# Another day...another rant(I think)



## Agast84 (Dec 26, 2011)

After continuing oddness, I am at a loss as to what to think of her. 
Maybe I should stop asking questions as to where she is when she calls( hey I hear things in the background I ask where she or anyone is). I am only around her when we do things for the kids. I really don't know if she is dating, but if she is, but saying ("I am at a friend's house." or "at a movie with a friend" it rarely seems plural) Further suspect is the vehicle that is constantly outside her place. I wish she would stop being ridiculous. Is it wrong to ask where she is and what she's up to?
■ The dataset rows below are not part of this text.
PR #681, opened 2017-02-09
Display unknown message warning for messages types we don't understand

typfel:
### Background
When we introduce new messages types in future versions of Wire, we want old clients to display a warning to the user when it receives a a message type it doesn't understand.

needs:
- [x] https://github.com/wireapp/wire-ios-sync-engine/pull/258


Wire-iOS/Sources/UserInterface/Conversation/Content/Cells/UnknownMessageCell.swift
```diff
@@ -0,0 +1,72 @@
...
+//
+
+import Foundation
+import Cartography
+import TTTAttributedLabel
+import Classy
+
+public final class UnknownMessageCell : ConversationCell {
+    
+    private let supportURL = URL(string: "http://support.wire.com/error/unknown-message") // TODO update final link
```
mikeger: We have a directory of links in `NSURL+WireURLs.m`

jenskasemets: Final link is https://wire.com/compatibility/unknown-message

marcoconti83:
SE merged but not released

typfel:
@mikeger changed a few things. Please re-check.

PR #686, opened 2017-02-11
Add three new emoticon shortcuts;

mat1th:
I've added three new emoticon short cuts. The 🎉 , 👍 and 👎; These are often used so it would be nice to auto correct them.


mat1th:
I see that the Github name I was using was not my github name. So I will close this pull request and create a new one.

I would honestly ask anyone the same thing. I still don't know if it is better to serve her myself or have someone else do it. I don't want to do it to her at where she works, when she has the kids, but I honestly don't know when she is at home and when she isn't. I don't want things to get ugly, I haven't the energy or the life to fight it.


----------



## bandit.45 (Feb 8, 2012)

Agast84 said:


> I still don't know if it is better to serve her myself or have someone else do it. I don't want to do it to her at where she works, when she has the kids, but I honestly don't know when she is at home and when she isn't. I don't want things to get ugly, I haven't the energy or the life to fight it.
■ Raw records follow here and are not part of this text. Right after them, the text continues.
PR #688, opened 2017-02-13
Disable app lock if passcode is removed

mikeger:
- Fixed layout on iPad
- Dismiss keyboard if needed

### DIFF
--- a/Wire-iOS/Sources/UserInterface/Overlay/AppLockViewController.swift
+++ b/Wire-iOS/Sources/UserInterface/Overlay/AppLockViewController.swift
@@ -107,13 +107,7 @@ import HockeySDK.BITHockeyManager
                 self.lockView.showReauth = false
                 self.requireLocalAuthenticationIfNeeded { grantedOptional in
                     
-                    let granted: Bool
-                    if let grantedUnwrap = grantedOptional {
-                        granted = grantedUnwrap
-                    }
-                    else {
-                        granted = true
-                    }
+                    let granted = grantedOptional ?? true
                     
                     self.dimContents = !granted
                     self.localAuthenticationCancelled = !granted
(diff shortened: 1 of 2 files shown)


Wire-iOS/Sources/UserInterface/Overlay/AppLockViewController.swift
```diff
@@ -109,9 +128,9 @@ import HockeySDK.BITHockeyManager
     }
 
     /// @param callback confirmation; if auth is not needed called with 'true'
-    func requireLocalAuthenticationIfNeeded(with callback: @escaping (Bool)->()) {
+    func requireLocalAuthenticationIfNeeded(with callback: @escaping (Bool?)->()) {
```
typfel: What's the reasoning behind making this optional?

mikeger: If the auth is not needed or device does not support it, it supposed to return .none (also I need to update the comment)

Wire-iOS/Sources/UserInterface/Overlay/AppLockViewController.swift
```diff
@@ -170,5 +182,6 @@ extension AppLockViewController: UIApplicationDelegate {
     
     func applicationDidBecomeActive(_ application: UIApplication) {
         self.showUnlockIfNeeded()
+        self.resignKeyboardIfNeeded()
```
typfel: Shouldn't we dismiss the keyboard when going to the background as well? Isn't the keyboard briefly visible when only dismissing it in `applicationDidBecomeActive`?

mikeger: I updated to dismiss the keyboard before going offscreen too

Nope, have an official server give it to her at work. Why do you owe her any respect? Has she shown you any? This is the kind of tough love walkaways and waywards need. You have been far too accomodating.

I swear you must be one of the nicest guys I know. Quit it!!


----------



## Mamatomany (Jan 10, 2012)

I was talking to a friend and people have gotten very clever about serving their spouses. It's even been known to serve them in our state's air space (yes, that counts).


----------



## unsure78 (Oct 17, 2011)

Agast,

stop asking- I was doing the same thing and all it was hurting was me-


----------



## Agast84 (Dec 26, 2011)

bandit.45 said:


> Nope, have an official server give it to her at work. Why do you owe her any respect? Has she shown you any? This is the kind of tough love walkaways and waywards need. You have been far too accomodating.
> 
> I swear you must be one of the nicest guys I know. Quit it!!


True. 

I am done. I am talking to a lawyer as soon as I have a free day, which is really soon.


----------



## Agast84 (Dec 26, 2011)

unsure78 said:


> Agast,
> 
> stop asking- I was doing the same thing and all it was hurting was me-


I don't so much now, but it seems absurd to me that she never sees her actions as suspect,ever. Oh well, lawyer day will happen soon.


----------



## Conrad (Aug 6, 2010)

Agast84 said:


> I don't so much now, but it seems absurd to me that she never sees her actions as suspect,ever. Oh well, lawyer day will happen soon.


Seriously, what was her childhood like?


----------



## Agast84 (Dec 26, 2011)

Conrad said:


> Seriously, what was her childhood like?


Not good. That is all I have to say.


----------



## cantmove (Feb 20, 2012)

I keep asking my stbxh where he is when he calls as well. I tell myself not to and then I answer the phone say hello and the first thing out of my mouth is "where are you" and it sounds like an accusation. Ugg. I guess when someone cheats on you and doesn't work to repare the damage, the need to know where they are is ingrained. It's rediculous really, they have never and will never tell the truth


----------



## Conrad (Aug 6, 2010)

Agast84 said:


> Not good. That is all I have to say.


Do any of you realize how pervasive this thing is?

Selfish neglectful parents beget broken children. They move on to become selfish perhaps abusive parents/spouses. They poison everyone around them.

Wrong is right.


----------



## Agast84 (Dec 26, 2011)

Conrad said:


> Do any of you realize how pervasive this thing is?
> 
> Selfish neglectful parents beget broken children. They move on to become selfish perhaps abusive parents/spouses. They poison everyone around them.
> 
> Wrong is right.


Another thing, sometimes the one that appears most functional isn't. Too pervasive. She's a better parent than spouse, in some ways.


----------



## Agast84 (Dec 26, 2011)

cantmove said:


> I keep asking my stbxh where he is when he calls as well. I tell myself not to and then I answer the phone say hello and the first thing out of my mouth is "where are you" and it sounds like an accusation. Ugg. I guess when someone cheats on you and doesn't work to repare the damage, the need to know where they are is ingrained. It's rediculous really, they have never and will never tell the truth


I usually ask everyone. The problem for me is I was labeled as a nut because I often said, "this makes me uncomfortable" or "this looks suspicious, here is why,etc.


----------



## Conrad (Aug 6, 2010)

Agast84 said:


> Another thing, sometimes the one that appears most functional isn't. Too pervasive. She's a better parent than spouse, in some ways.


Don't bet on it.


----------



## Agast84 (Dec 26, 2011)

I don't.


----------